Generally speaking, elections for group health insurance are irrevocable for the plan year under section 125 plans. However, the IRS provides specific instances when an employee can make mid-year election changes. Those “election events” are:
- Change in marital status.
- Change in number of dependents.
- Change in employment.
- Change in dependent eligibility due to plan requirements (e.g., loss of student status, age limit reached).
- Change in residence (e.g., employee or dependent moves out of plan service area).
- Significant cost changes in coverage.
- Significant curtailment of coverage.
- Addition or improvement to benefit package option.
- Change in coverage of spouse or dependent under another employer plan (e.g., spouse’s company had no insurance coverage before but now offers a plan).
- Loss of certain other health coverage (e.g., plans provided by governmental or educational institutions).
- HIPAA special enrollment right events.*
- Judgments, decrees, or orders.
- Entitlement to Medicare or Medicaid.
It is important to note that if a change in status does occur, the election changes should be consistent with that event. For example, if an employee divorces, the employee may drop coverage for the spouse.
*HIPPA Special Enrollment Right Events
If you are declining enrollment for yourself or your dependents (including your spouse) because of other health insurance or group health plan coverage, you may be able to enroll yourself or your dependents in this plan if you or your dependents lose eligibility for that other coverage (or if the employer stops contributing towards your or your dependents’ other coverage). However, you must request enrollment within 30 days after your or your dependents’ other coverage ends (or after the employer stops contributing toward the other coverage).
In addition, if you have a new dependent as result of marriage, birth, adoption, or placement for adoption, you may be able to enroll yourself and your dependents. However, you must enroll within 30 days after the marriage, birth, adoption, or placement for adoption.

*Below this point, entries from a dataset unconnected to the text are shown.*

PR #1479, opened 2019-04-23
chore(testing): use ngx-tools createComponent utility

atlwendy:
Removed all the local defined `createComponent` methods and use ngx-tools utility instead.

### DIFF
--- a/demo/app/app.component.spec.ts
+++ b/demo/app/app.component.spec.ts
@@ -1,25 +1,31 @@
-import { async, TestBed } from '@angular/core/testing';
+import { Component } from '@angular/core';
+import { async, ComponentFixture } from '@angular/core/testing';
 import { RouterTestingModule } from '@angular/router/testing';
+import { createComponent } from '@terminus/ngx-tools/testing/public-api';
 
 import { AppComponent } from './app.component';
 
+@Component({
+  template: `
+  <demo-app></demo-app>
+  `,
+})
+class TestHostComponent {
+}
 
 describe('AppComponent', () => {
 
-  beforeEach(async(() => {
-    TestBed.configureTestingModule({
-      imports: [
-        RouterTestingModule,
-      ],
-      declarations: [
-        AppComponent,
-      ],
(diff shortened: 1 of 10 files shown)


demo/app/app.component.spec.ts
```diff
@@ -1,25 +1,31 @@
-import { async, TestBed } from '@angular/core/testing';
+import { async, TestBed, ComponentFixture } from '@angular/core/testing';
 import { RouterTestingModule } from '@angular/router/testing';
 
 import { AppComponent } from './app.component';
+import { Component } from '@angular/core';
```
shani-terminus: Imports should be alphabetized. You can run `yarn run lint:app:ts`.

terminus-ui/date-range/src/date-range.component.spec.ts
```diff
@@ -239,17 +239,11 @@ describe(`TsDateRangeComponent`, function() {
 
 // TODO: Move to ngx-tools (and all other instances of this utility)
```
shani-terminus: update or remove comment

shani-terminus (changes requested):
Looks good, just a couple things to clean up

demo/app/app.component.spec.ts
benjamincharity: This should also be up with 3rd party imports

terminus-ui/table/src/table.component.spec.ts
```diff
@@ -517,15 +525,5 @@ export function createComponent<T>(component: Type<T>, providers: Provider[] = [
...
-      {
-        provide: TsWindowService,
-        useClass: TsWindowServiceMock,
-      },
-      ...providers,
-    ],
-  }).compileComponents();
-
-  return TestBed.createComponent<T>(component);
+    );
```
benjamincharity: This should be de-indented

benjamincharity (changes requested):

benjamincharity (approved):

A special enrollment opportunity may be available in the future if you or your dependents lose other coverage. This special enrollment opportunity will not be available when other coverage ends, however, unless you provide a written statement now explaining the reason that you are declining coverage for yourself or your dependent(s). Completing the Waiver section on the Benefit Acknowledgment Form is sufficient documentation as long as you select the appropriate reason for waiving coverage. Failing to accurately complete and return this form will eliminate this special enrollment opportunity for the person(s) for whom a statement is not completed, even if other coverage is currently in effect and is later lost.

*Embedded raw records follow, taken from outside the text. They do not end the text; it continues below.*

PR #1486, opened 2019-04-30
fix(FormField): label now matches input/select id instead of form-field

### LINKED ISSUE #1459: Input: Label currently associated with the form field rather than the HTML input
Our label has the correct aria for attribute but it is currently pointing to the form field rather than the underlying HTML input:

- [ ] The label should reference the input ID.
- [ ] Add test to ensure this behavior.

shani-terminus:
ISSUES CLOSED: #1459

### DIFF
--- a/terminus-ui/form-field/src/form-field.component.spec.ts
+++ b/terminus-ui/form-field/src/form-field.component.spec.ts
@@ -39,7 +39,8 @@ describe(`TsFormFieldComponent`, function() {
       fixture.detectChanges();
       const labelElement = fixture.debugElement.query(By.css('.ts-form-field__label'));
 
-      expect(labelElement.nativeElement.getAttribute('aria-owns')).toEqual('foo');
+      expect(labelElement.nativeElement.getAttribute('for')).toEqual('foo');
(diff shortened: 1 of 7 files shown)


terminus-ui/form-field/src/form-field.component.spec.ts
```diff
@@ -208,6 +209,7 @@ describe(`TsFormFieldComponent`, function() {
 export class Id {
   formControl = new FormControl();
   myId: string | undefined = 'foo';
+  parentId: string = 'bar';
```
benjamincharity: Unnecessary type

terminus-ui/form-field/src/form-field.component.ts
```diff
@@ -233,6 +234,12 @@ export class TsFormFieldComponent implements AfterContentInit, AfterContentCheck
   }
   protected _id: string = this.uid;
 
+  /**
+   * Define the parent's id
+   */
+  @Input()
+  public parentId = this.parentId;
```
benjamincharity: What is this self reference accomplishing?

benjamincharity (changes requested):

In addition, unless you indicate in the statement that you are declining coverage because other coverage is in effect, you will not have this special enrollment opportunity for the person(s) covered by the statement. (See the paragraph above, however, regarding enrollment in the event of marriage, birth, adoption or placement for adoption.)

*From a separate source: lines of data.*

PR #83, opened 2018-12-18
Removing the dependency of libssl from libjncrypto

enasser:
The library dependency of libssl is not required for the library
libjncrypto as it is using only the functions from libcrypto.

This is related to eclipse/openj9/issues/3636

Signed-off-by: Nasser Ebrahim <enasser@in.ibm.com>


pshipton:
jenkins compile win,xlinux,osx jdk11

pshipton:
jenkins compile zlinux

pshipton:
Windows compile passed although jenkins shows it is still running.

PR #84, opened 2018-12-18
Use 64-bit MSVC toolchain when available

0dvictor:
64-bit toolchain is preferred because of compilation speed.

Signed-off-by: Victor Ding <dvictor@ca.ibm.com>


andrew-m-leonard:
This seems reasonable for contribution to openjdk, i'll raise a enhancement contribution

PR #95, opened 2019-01-21
Revert "Revert "Provide implementations of dladdr() with classpath ex…

andrew-m-leonard:
Should not have reverted the fix as the OpenJDK fix isn't in jdk-11.0.2+7, it is only 11.0.3...

This reverts commit 09a7d724717cdee6893d5990c1b5b9db3c83e82e.


andrew-m-leonard:
jenkins compile xlinux

andrew-m-leonard:
Copyright dates are correct for when change was done.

Effective April 1, 2009 special enrollment rights also exist in the following circumstances: In the two below listed circumstances only, you or your dependents will have sixty (60) days to request special enrollment or dis-enrollment in the group health plan coverage.
- If you or your dependents experience a loss of eligibility for Medicaid or your State Children’s Health Insurance Program (SCHIP) coverage; or
- If you or your dependents become eligible for premium assistance under an optional state Medicaid or SCHIP program that would pay the employee’s portion of the health insurance premium.
To request special enrollment or obtain more information, contact your HR Coordinator to add or delete an eligible dependent.